Aim of the exercise »
From the entries below, retype only the lines from the one with "I am going to" through the one with "Perfect, thanks!", exactly as written.

(Records drawn from a dataset)

* * * * * * *

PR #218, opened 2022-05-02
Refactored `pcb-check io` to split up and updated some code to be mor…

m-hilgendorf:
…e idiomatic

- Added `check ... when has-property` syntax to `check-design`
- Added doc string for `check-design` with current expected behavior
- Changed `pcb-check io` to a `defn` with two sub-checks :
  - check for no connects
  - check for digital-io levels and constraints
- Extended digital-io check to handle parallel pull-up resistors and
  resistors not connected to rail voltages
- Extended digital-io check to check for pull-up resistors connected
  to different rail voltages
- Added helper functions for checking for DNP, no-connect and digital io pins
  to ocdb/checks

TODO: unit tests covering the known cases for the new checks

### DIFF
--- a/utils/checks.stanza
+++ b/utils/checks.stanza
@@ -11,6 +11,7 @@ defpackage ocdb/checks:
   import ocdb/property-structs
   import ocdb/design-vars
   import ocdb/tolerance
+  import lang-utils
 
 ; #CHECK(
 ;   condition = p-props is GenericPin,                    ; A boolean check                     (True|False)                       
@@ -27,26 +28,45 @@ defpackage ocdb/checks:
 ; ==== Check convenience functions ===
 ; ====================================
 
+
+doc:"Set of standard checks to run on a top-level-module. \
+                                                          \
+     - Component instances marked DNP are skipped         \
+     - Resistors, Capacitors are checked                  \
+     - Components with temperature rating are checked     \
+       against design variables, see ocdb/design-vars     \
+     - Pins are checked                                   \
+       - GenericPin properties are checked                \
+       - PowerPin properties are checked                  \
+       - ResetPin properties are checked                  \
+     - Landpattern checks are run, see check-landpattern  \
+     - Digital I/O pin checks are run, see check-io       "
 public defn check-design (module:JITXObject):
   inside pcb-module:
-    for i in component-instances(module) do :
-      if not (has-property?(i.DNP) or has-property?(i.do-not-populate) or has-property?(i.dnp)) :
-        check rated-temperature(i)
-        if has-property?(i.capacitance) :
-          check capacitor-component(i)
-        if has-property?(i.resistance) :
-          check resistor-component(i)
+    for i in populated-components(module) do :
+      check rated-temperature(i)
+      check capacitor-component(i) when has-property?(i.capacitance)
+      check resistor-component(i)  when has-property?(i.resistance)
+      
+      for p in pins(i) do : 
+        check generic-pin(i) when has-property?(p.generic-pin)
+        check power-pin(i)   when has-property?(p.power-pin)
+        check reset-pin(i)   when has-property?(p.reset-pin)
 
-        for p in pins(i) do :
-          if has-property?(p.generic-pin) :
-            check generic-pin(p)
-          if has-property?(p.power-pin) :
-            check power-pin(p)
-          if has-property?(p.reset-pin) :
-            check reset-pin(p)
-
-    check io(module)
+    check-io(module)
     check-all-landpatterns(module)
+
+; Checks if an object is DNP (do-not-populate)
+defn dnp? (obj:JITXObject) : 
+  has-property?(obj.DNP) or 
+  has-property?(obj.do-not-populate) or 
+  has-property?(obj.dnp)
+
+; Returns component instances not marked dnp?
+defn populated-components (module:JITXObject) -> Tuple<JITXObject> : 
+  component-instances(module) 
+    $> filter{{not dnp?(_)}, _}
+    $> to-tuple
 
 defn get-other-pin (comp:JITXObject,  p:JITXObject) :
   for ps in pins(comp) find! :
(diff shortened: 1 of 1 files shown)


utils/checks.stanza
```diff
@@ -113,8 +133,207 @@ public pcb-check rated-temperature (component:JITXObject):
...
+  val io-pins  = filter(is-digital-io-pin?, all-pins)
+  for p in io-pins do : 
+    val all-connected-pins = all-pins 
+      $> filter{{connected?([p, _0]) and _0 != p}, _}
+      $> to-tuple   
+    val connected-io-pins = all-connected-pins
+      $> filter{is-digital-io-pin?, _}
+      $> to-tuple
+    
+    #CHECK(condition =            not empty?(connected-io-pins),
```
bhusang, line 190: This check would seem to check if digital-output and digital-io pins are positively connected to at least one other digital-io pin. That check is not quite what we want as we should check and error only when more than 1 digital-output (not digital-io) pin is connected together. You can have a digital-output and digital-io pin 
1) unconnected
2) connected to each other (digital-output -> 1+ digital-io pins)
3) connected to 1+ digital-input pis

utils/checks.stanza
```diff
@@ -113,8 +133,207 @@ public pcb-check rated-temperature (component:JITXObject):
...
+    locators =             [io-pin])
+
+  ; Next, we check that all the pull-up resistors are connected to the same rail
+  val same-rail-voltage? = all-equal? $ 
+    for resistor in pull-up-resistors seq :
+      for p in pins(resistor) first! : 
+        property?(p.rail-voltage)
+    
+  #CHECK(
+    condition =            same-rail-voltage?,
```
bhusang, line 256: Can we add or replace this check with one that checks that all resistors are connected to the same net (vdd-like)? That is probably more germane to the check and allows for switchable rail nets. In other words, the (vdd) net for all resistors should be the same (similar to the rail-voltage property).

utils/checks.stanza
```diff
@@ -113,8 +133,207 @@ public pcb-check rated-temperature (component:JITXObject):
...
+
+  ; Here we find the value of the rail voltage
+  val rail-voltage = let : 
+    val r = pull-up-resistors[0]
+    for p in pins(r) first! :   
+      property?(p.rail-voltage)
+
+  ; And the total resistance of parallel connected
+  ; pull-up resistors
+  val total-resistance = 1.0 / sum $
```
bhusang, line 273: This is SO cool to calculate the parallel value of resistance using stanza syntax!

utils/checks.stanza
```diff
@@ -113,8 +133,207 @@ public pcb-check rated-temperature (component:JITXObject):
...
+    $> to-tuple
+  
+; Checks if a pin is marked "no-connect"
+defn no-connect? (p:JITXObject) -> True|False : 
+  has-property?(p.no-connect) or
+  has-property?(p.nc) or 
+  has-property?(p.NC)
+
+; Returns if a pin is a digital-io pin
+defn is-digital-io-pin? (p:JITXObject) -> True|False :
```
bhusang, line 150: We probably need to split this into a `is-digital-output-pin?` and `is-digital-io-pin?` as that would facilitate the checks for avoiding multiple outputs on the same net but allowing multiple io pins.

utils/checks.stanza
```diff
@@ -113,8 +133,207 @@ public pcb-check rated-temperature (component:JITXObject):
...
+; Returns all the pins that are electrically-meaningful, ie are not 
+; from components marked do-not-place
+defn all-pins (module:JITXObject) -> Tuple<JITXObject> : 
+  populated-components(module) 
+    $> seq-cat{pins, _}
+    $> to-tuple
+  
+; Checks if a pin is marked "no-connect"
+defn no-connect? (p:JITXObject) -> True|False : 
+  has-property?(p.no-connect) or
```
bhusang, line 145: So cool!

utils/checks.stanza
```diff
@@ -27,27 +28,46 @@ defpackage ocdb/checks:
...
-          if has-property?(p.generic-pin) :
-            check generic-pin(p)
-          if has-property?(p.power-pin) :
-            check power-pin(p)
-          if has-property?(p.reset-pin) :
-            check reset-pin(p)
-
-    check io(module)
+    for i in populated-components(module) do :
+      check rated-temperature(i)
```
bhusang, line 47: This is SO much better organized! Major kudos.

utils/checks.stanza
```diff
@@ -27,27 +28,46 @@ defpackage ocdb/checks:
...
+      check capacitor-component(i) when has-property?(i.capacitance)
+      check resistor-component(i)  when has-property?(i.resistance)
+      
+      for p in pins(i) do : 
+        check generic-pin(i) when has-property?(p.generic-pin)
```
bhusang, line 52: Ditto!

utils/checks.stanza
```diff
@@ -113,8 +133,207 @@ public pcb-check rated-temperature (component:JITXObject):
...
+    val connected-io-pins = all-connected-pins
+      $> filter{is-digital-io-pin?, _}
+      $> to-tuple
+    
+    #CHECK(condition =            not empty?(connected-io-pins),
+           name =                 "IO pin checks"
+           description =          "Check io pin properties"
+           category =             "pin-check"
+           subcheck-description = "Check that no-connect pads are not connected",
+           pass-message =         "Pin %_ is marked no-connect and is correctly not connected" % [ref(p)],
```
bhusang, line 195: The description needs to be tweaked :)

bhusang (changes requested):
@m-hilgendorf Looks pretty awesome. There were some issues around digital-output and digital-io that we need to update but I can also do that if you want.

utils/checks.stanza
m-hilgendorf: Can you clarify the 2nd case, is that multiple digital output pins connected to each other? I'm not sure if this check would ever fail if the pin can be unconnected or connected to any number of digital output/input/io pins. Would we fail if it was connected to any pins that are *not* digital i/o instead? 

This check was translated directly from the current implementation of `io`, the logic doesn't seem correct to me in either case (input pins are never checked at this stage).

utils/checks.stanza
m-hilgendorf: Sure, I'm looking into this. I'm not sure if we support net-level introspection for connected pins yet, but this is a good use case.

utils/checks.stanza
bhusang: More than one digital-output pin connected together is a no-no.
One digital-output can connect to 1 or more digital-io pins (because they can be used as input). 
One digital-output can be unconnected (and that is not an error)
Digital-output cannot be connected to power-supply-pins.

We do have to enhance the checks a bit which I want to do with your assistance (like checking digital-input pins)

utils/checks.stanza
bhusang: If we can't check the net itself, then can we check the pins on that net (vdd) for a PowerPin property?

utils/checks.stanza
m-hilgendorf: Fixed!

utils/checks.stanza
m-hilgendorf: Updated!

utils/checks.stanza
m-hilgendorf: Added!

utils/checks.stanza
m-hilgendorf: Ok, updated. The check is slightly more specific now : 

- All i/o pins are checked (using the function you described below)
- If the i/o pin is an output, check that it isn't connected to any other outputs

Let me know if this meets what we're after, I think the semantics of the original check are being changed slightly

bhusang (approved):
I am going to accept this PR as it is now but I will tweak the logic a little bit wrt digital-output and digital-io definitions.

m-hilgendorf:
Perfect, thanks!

* * * * * * *

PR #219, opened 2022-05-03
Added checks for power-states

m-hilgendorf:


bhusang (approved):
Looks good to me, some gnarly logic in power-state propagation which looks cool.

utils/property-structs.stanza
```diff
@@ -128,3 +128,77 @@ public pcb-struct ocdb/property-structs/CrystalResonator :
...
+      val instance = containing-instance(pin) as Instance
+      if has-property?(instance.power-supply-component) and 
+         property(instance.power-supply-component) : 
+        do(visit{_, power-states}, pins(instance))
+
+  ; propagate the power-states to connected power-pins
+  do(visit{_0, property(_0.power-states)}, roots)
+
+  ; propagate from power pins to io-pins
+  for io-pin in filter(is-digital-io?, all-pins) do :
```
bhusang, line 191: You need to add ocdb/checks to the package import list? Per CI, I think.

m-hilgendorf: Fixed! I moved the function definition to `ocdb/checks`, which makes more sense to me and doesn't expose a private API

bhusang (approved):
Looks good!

* * * * * * *

Solved problem »
I am going to accept this PR as it is now but I will tweak the logic a little bit wrt digital-output and digital-io definitions.

m-hilgendorf:
Perfect, thanks!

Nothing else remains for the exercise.